RECORDS TO USE below:
PR #628, opened 2022-03-05
Add possibility to set vote weight for board members

ctindogarus4f:
**Before this PR:**
All the board members have equal voting rights.

**After this PR:**
People might argue that a new employee should not have the same voting power as the CEO. To solve this issue, this PR introduces a new way of configuring the board, so that each board member can have different voting power.

**Nice to know:**
- by default, all members have a voting power of 1
- board members can add/edit the voting power of a member by proposing a `ChangeWeightForBoardMember` action
- in case of removal, the user and his voting power are not taken into consideration anymore
- the voting power doesn't have any cap, so the board is fully responsible for setting up the quorum and the weights properly for each member

**Regular flow:**
1. User creates a `multisig` SC, sets the quorum to 1 and only adds himself as a member in the board.
2. User adds all the other members in the board.
3. User sets voting power for each member.
4. User sets the quorum accordingly. (ex: if the board has 5 members and the voting power is 100, a recommended quorum would be 51)

**This change is backward compatible.**

**Left TODOs:**
- add `mandos` tests if this PR gets approval from Elrond community

### DIFF
--- a/contracts/examples/multisig/src/multisig.rs
+++ b/contracts/examples/multisig/src/multisig.rs
@@ -25,9 +25,8 @@ pub trait Multisig:
         let board_vec = board.to_vec();
         let new_num_board_members = self.add_multiple_board_members(board_vec);
 
-        let num_proposers = self.num_proposers().get();
         require!(
-            new_num_board_members + num_proposers > 0,
+            new_num_board_members > 0,
             "board cannot be empty on init, no-one would be able to propose"
         );
 
--- a/contracts/examples/multisig/src/multisig.rs
+++ b/contracts/examples/multisig/src/multisig.rs
@@ -158,7 +158,7 @@ pub trait Multisig:
             "only board members and proposers can discard actions"
         );
         require!(
-            self.get_action_valid_signer_count(action_id) == 0,
+            self.get_action_valid_signer_weight(action_id) == 0,
             "cannot discard action with valid signatures"
         );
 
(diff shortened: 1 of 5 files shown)


contracts/examples/multisig/src/multisig.rs
```diff
@@ -25,9 +25,8 @@ pub trait Multisig:
         let board_vec = board.to_vec();
         let new_num_board_members = self.add_multiple_board_members(board_vec);
 
-        let num_proposers = self.num_proposers().get();
         require!(
-            new_num_board_members + num_proposers > 0,
+            new_num_board_members > 0,
```
ctindogarus4f, line 29: side-by fix. `num_proposers` is always 0 on `init`

andrei-marinica: That condition is purposefully added to make the constructor upgrade-friendly. The `init` function is also called when upgrading, if anyone tries to upgrade it's likely they won't think about changing the constructor.

ctindogarus4f:
Let me guys know if you are happy with this implementation so I can do manual testing + add mandos tests + create a new PR holding this change, but in a separate directory, so it doesn't affect the current state of the multisig. (maybe `contracts/examples/multisig-weighted`?)

andrei-marinica:
We should create a separate contract with this feature. It can be made into a separate repo. The original multisig is considered stable as it is and audited, we will not be adding any new features to it.

andrei-marinica:
That being said, the implementation looks great, and we should definitely use it.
End of RECORDS TO USE.
§ **ASSIGNMENT**
Only the lines from the start of the material through the line bearing "3. User sets voting power for each member." are needed, restated exactly, with both end lines included.

§ **ANSWER BOX**
PR #628, opened 2022-03-05
Add possibility to set vote weight for board members

ctindogarus4f:
**Before this PR:**
All the board members have equal voting rights.

**After this PR:**
People might argue that a new employee should not have the same voting power as the CEO. To solve this issue, this PR introduces a new way of configuring the board, so that each board member can have different voting power.

**Nice to know:**
- by default, all members have a voting power of 1
- board members can add/edit the voting power of a member by proposing a `ChangeWeightForBoardMember` action
- in case of removal, the user and his voting power are not taken into consideration anymore
- the voting power doesn't have any cap, so the board is fully responsible for setting up the quorum and the weights properly for each member

**Regular flow:**
1. User creates a `multisig` SC, sets the quorum to 1 and only adds himself as a member in the board.
2. User adds all the other members in the board.
3. User sets voting power for each member.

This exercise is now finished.